LISTED RECORDS =
Issue #1948, opened 2019-03-27
Refresh desktop shortcut and app shortcut items


AccountOneOff:
When pressing "Create desktop/app shortcut" it won't change to "Delete desktop/app shortcut" until clicking off the game entry.

You can see here it didn't change when I clicked Create app shortcut:

https://streamable.com/0wj1y

dino8890:
Hi,

I took a shot at this and created a decorator for the action callback which toggles the visibility between create and delete shortcut buttons. Do you think this is a proper way to go? I can submit a pull request if you want to review the changes.

Dino

strycore:
@dino8890 I'd like to take a look at it but I'm not sure this is the way I want to go with things.

Since we handle the action in multiple place (contextual menu, sidebar) I think it's better to go with a solution using GObject signals. We've increased the usage of signals in 0.5.x and it has solved a lot of problems we previously had.

dino8890:
I rewrote it to use signals and you're right, it's better this way. I don't know why I didn't do it like this the first time.

Here's the relevant [pull request](https://github.com/lutris/lutris/pull/2056).

PR #2056, opened 2019-04-17
Refresh functionality when clicking on create/remove shortcut button

dino8890:
I took at stab at the issue #1948 to familiarise myself with lutris code base(first time working on lutris) as this seemed relatively simple thing to do.

This solution achieves the original purpose, but creates one problem, clicking the same option in the context menu doesn't update the buttons on the panel.

@strycore I'm willing to devote some time on this and rewrite it using GObject signals, it will probably also solve the context menu problem.

Pardon my code style and other errors, as I'm creating this PR in order to get feedback.

### DIFF
--- a/lutris/gui/views/game_panel.py
+++ b/lutris/gui/views/game_panel.py
@@ -149,13 +149,6 @@ class GamePanel(GenericPanel):
                 buttons[name] = button
         return buttons
 
-    def on_shortcut_edited(self, widget, action_id):
-        self.buttons[action_id].hide()
-        if 'rm' == action_id[0:2]:
-            self.buttons[action_id[3:]].show()
-        else:
-            self.buttons['rm-' + action_id].show()
-
     def place_buttons(self, base_height):
         play_x_offset = 87
         icon_offset = 6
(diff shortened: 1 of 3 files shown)


dino8890:
In menu.py on line 34
```
        action.connect("activate", lambda a: self.emit('shortcut-edited', name))
```
Do you think it's better to use lambda here or to create a method and then call emit from that method? 

Another question, should we create different handler for different shortcuts(menu vs desktop), different actions(create vs remove), both or leave it as it is? They would essentially do the same thing, I am just not sure which is the cleanest.

strycore:
I'd rather have a method than a lambda, those are rather hackish and having a named function is more explicit. 

If there's a way to pass parameters to the callback (menu / desktop, create / remove) then it should be possible to have just a single function to handle all cases.

lutris/gui/views/game_panel.py
```diff
@@ -201,6 +194,13 @@ def place_buttons(self, base_height):
 
             self.put(button, position[0], position[1])
 
+    def on_shortcut_edited(self, widget, action_id):
```
dino8890: I just moved it further to down to group it with other on_<something> methods.

dino8890:
I'm not sure I understand your last statement. Currently there is a single method which handles all cases in GamePanel
```
    def on_shortcut_edited(self, widget, action_id):
        self.buttons[action_id].hide()
        if 'rm' == action_id[0:2]:
            self.buttons[action_id[3:]].show()
        else:
            self.buttons['rm-' + action_id].show()
```
Is this what you meant?

strycore:
I don't think the method I'm thinking about exists currently. the on_shortcut_edited method looks suitable for that.

dino8890:
If you're happy with the result then that's it, if you're not let me know so I can make additional changes.

strycore:
looks good!

PR #2072, opened 2019-04-21
Rename zh-tw.po to zh_TW.po

laichiaheng:
It's zh_TW, instead of zh-tw


laichiaheng:
My Lutris client is still in English, please merge it.

PR #2076, opened 2019-04-22
Expose environment variables to scripts

TiZ-EX1:
Hi there, hopefully this is a pretty minor change that won't have much friction. The pre-launch and post-exit scripts are very useful, but I would like to be able to use environment vars defined per-game > per-runner > global to influence the things that the scripts do. That way I can use existing GUI configuration for my specific use cases.

I did add another change as well: the name of the game being run is exported into the environment. That way, scripts can do intelligent things like adding the game's name to screenshot or recording filenames.


strycore:
That variable name is gonna get changed really fast but otherwise, I do like the idea!

Issue #1625, opened 2019-01-18
add gallium nine standalone for option


Meklahi:
[https://github.com/dhewg/nine](url)

Gallium Nine Standalone, as the name implies, is a standalone version of the WINE parts of Gallium Nine.
This decouples Gallium Nine from the WINE tree, so that it can be used with any WINE version. There is no need for any WINE patches. A stable, development, or staging WINE release is sufficient.
WINE can be updated independent of Gallium Nine Standalone. Users can mix releases of both projects to their liking. Switching between staging and non-staging does not require a rebuild.

romulasry:
This would be nice to have. A toggle button would be cool.

strycore:
the problem is getting a gallium9 build, once that is sorted out, it's easy to add the option in lutris.

dhewg:
Oh nice, just stumbled upon this issue!

The project moved: https://github.com/iXit/wine-nine-standalone
Since v0.2 we also provide binary releases: https://github.com/iXit/wine-nine-standalone/releases

Those can be installed by the bundled script, see https://github.com/iXit/wine-nine-standalone#usage
Or you can do it by hand, like winetricks: https://github.com/Winetricks/winetricks/commit/2a4ec13d86132fbe1c69afa75bd0981f45f15af0

Does that work for you guys?

dhewg:
Is there anything that needs to be improved for the standalone version to get this into lutris?

sonicpp:
@strycore Do you want to provide custom build or rely on gallium-nine provided by distribution package (like Lutris already does with Feral gamemode and FPS limiter for example)?

I can start working on this if you are busy with other features...

strycore:
@sonicpp yeah, I have very little experience with Gallium nine so that would be very helpful. We build wine with this script https://github.com/lutris/buildbot/blob/master/runners/wine/build.sh but this requires a specific setup (it's explained in the readme of the buildbot repo)

I'll push that to 0.5.3 to give more time but if we get progress made earlier this might be ready for 0.5.2 (or maybe there's no work to be done on the client side at all and a custom build will be enough)

sonicpp:
Hello,

So I have finally time to work on this.

At the moment I rely on gallium-nine provided by distribution, but later we can provide custom build as part of Lutris.

So far I investigated following (I already coded simple implementation and tested it on my localhost for 32 bit prefix):
[...]

PR #2092, opened 2019-04-26
RFC: Gallium Nine

sonicpp:
This pull request adds Gallium Nine option to Wine runner, as requested in #1625 

So far this option rely on Gallium Nine standalone provided by system package (like Feral gamemode), but we may change it to pack it with Lutris or let it download (like DXVK) from Gallium Nine standalone Github project in the future.

Gallium Nine can be enabled if:
* MESA is built with gallium nine state tracker support (_d3dadapter9_ library is found)
* Gallium Nine standalone is installed on the system (_d3d9-nine.dll_ and _ninewinecfg.exe_ binaries are found)

First condition is checked every time the configuration window is opened. I tried to add info about MESA support into `LIBRARIES` in `util.linux.SYSTEM_COMPONENTS` and check Mesa for Gallium support by simple calling `system.LINUX_SYSTEM.is_feature_supported("GALLIUM_NINE")`, but _d3dadapter9_ is not detected by `ldconfig -p`. If we want to do it like this, we need to manually check system library paths (for example by _linux.iter_lib_folders()_).

Gallium Nine standalone provides _ninewinecfg.exe_, which is used for enabling and disabling Gallium Nine itself for active Wine prefix. But we can do it manually, as described in #1625

There is one problem - when you enable Gallium Nine on GPU which does not support it, game will not start. For example my setup - dedicated AMD GPU with MESA driver supporting Gallium Nine - everything works fine unless I switch GPU to integrated Intel. Probably the only way how to detect if chosen GPU supports Gallium Nine or not is by calling some executable which will try to initialize D3D9 device by calling _Direct3DCreate9Ex_. This detection is not part of this pull request - we will need to create custom exe file (or kindly ask GN standalone guys to add command line option to _ninewinecfg.exe_ for this?)

### DIFF
--- a/lutris/runners/wine.py
+++ b/lutris/runners/wine.py
@@ -739,7 +739,10 @@ class wine(Runner):
         self.sandbox(prefix_manager)
         self.set_regedit_keys()
         self.setup_x360ce(self.runner_config.get("x360ce-path"))
-        self.setup_nine(self.runner_config.get("gallium_nine"))
+        try:
+            self.setup_nine(self.runner_config.get("gallium_nine"))
+        except nine.NineUnavailable as e:
+            raise GameConfigError("Unable to configure GalliumNine: " + str(e))
         try:
             dxvk_version = self.runner_config.get("dxvk_version")
             self.toggle_dxvk(
--- a/lutris/runners/wine.py
+++ b/lutris/runners/wine.py
@@ -17,6 +17,7 @@ from lutris.util.graphics.vkquery import is_vulkan_supported
 from lutris.util.wine.prefix import WinePrefixManager
 from lutris.util.wine.x360ce import X360ce
 from lutris.util.wine import dxvk
+from lutris.util.wine import nine
 from lutris.util.wine.wine import (
     POL_PATH,
     WINE_DIR,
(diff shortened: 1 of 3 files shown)


lutris/runners/wine.py
```diff
@@ -725,6 +739,7 @@ def prelaunch(self):
         self.sandbox(prefix_manager)
         self.set_regedit_keys()
         self.setup_x360ce(self.runner_config.get("x360ce-path"))
+        self.setup_nine(self.runner_config.get("gallium_nine"))
```
strycore: put this in a try / except with an exception handler please

sonicpp: Exception handler added

soredake:
Any progress on this?

sonicpp:
I am waiting for feedback from @strycore

sonicpp:
I see there is a conflict now (not unexpected - I wrote this PR several months ago). If anyone could review this PR, I can fix conflict and/or update PR if necessary. Until then I will keep it untouched, since there is no interest in this PR from the Lutris devs ATM...

strycore:
Going to merge this manually since the conflicts shouldn't be too bad and we'll have this feature out in Lutris 0.5.4

soredake:
@sonicpp hi, tried lutris with this pr merged, gallium nine option is grayed out, i am using mesa-git from tkg.

sonicpp:
> @sonicpp hi, tried lutris with this pr merged, gallium nine option is grayed out, i am using mesa-git from tkg.

Hi, thanks for report. I will test it tomorrow

sonicpp:
@soredake: After quick checking - yes, there is an issue in detecting Nine. I created a bug #2332
Thanks

Issue #701, opened 2017-12-01
Distribute Lutris in a Flatpak


LeandroStanger:

RobLoach:
Was Gnome Software going to have a Flatpak browser or something? Think something in Lutris would work like.......

1. Lutris Flatpak Runner  requires pre-installation of Flatpak
2. Lutris game installer defines Flatpak remote and flatpak ref URL
3. Instlaling would make the Runner trigger Flatpak remote add and game install

We'd also have to have the Flatpak runner handle uninstall too.

strycore:
@RobLoach that ticket is for distributing Lutris itself in a flatpak, we'll also support installing Flatpak games but that will come later.

RobLoach:
Ah, cool!

TingPing:
As I've mentioned in the past you can currently only choose one of those and IMO the games are more valuable of the two.

Saroufim:
Lutris as a Flatpak cannot detect Steam (Flatpak as well). If there is a choice to be made between providing Lutris as a Flatpak app or having Lutris as a Flatpak games manager, which of those two will the development team choose? Or will this be sorted out somehow by having both?

TingPing:
**I** think having a non-flatpak Lutris launch Flatpak runners is the far more valuable first step that allows the custom lutris runtime and all its problems to be removed. Now I have not necessarily looked into the complexities of this but it seems doable.

strycore:
@LeandroStanger I don't know, I don't work on Flatpak related features.

Currently, the focus is on better moderation tools and support for GOG, at least as far as I'm concerned.

RobLoach:
Had an attempt at a [Lutris Flatpak](https://github.com/robloach/lutris-flatpak). While it compiles, still run into runtime errors during execution. Would appreciate a look!

Saroufim:
@TingPing has a sort of working flatpak package on his repository. It runs but it can't find its own runtimes.

AsciiWolf:
Any news?

RobLoach:
No... @LeandroStanger and I have a pretty good proof of concept to run [Lutris in Flatpak](https://github.com/robloach/lutris-flatpak). No work has been put into having a Flatpak Runner in Lutris.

WHAT THIS TASK INVOLVES = From the entries above, copy every line where the word "cool" shows up.

EXERCISE RESPONSE =
This would be nice to have. A toggle button would be cool.
Ah, cool!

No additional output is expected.